PR #3001, opened 2020-09-22
bugfix : reco same content #2988

rmelisson:
Fix two things : 
- don't put visited content into its recommendations
- add algo "static" to convention collective recommendations in order to respect generic format

### DIFF
--- a/packages/code-du-travail-api/src/server/routes/items/getRelatedItems.js
+++ b/packages/code-du-travail-api/src/server/routes/items/getRelatedItems.js
@@ -138,9 +138,7 @@ async function getRelatedItems({ title, settings, slug, covisits }) {
   const filteredItems = covisitedItems
     .concat(searchBasedItems)
     // avoid elements already visible within the item as fragments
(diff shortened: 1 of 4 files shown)


packages/code-du-travail-api/src/server/routes/items/getRelatedItems.js
```diff
@@ -138,9 +138,7 @@ async function getRelatedItems({ title, settings, slug, covisits }) {
   const filteredItems = covisitedItems
     .concat(searchBasedItems)
     // avoid elements already visible within the item as fragments
-    .filter((item) =>
```
UnbearableBear, line 141: ohhh la boulette !

UnbearableBear (approved):

packages/code-du-travail-api/src/server/routes/items/getRelatedItems.js
rmelisson: ouep, my bad !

• _WORK TO BE COMPLETED_
Each entry must be reproduced exactly, with nothing added or dropped.

• _YOUR SOLUTION_
PR #3001, opened 2020-09-22
bugfix : reco same content #2988

rmelisson:
Fix two things : 
- don't put visited content into its recommendations
- add algo "static" to convention collective recommendations in order to respect generic format

### DIFF
--- a/packages/code-du-travail-api/src/server/routes/items/getRelatedItems.js
+++ b/packages/code-du-travail-api/src/server/routes/items/getRelatedItems.js
@@ -138,9 +138,7 @@ async function getRelatedItems({ title, settings, slug, covisits }) {
   const filteredItems = covisitedItems
     .concat(searchBasedItems)
     // avoid elements already visible within the item as fragments
(diff shortened: 1 of 4 files shown)


packages/code-du-travail-api/src/server/routes/items/getRelatedItems.js
```diff
@@ -138,9 +138,7 @@ async function getRelatedItems({ title, settings, slug, covisits }) {
   const filteredItems = covisitedItems
     .concat(searchBasedItems)
     // avoid elements already visible within the item as fragments
-    .filter((item) =>
```
UnbearableBear, line 141: ohhh la boulette !

UnbearableBear (approved):

packages/code-du-travail-api/src/server/routes/items/getRelatedItems.js
rmelisson: ouep, my bad !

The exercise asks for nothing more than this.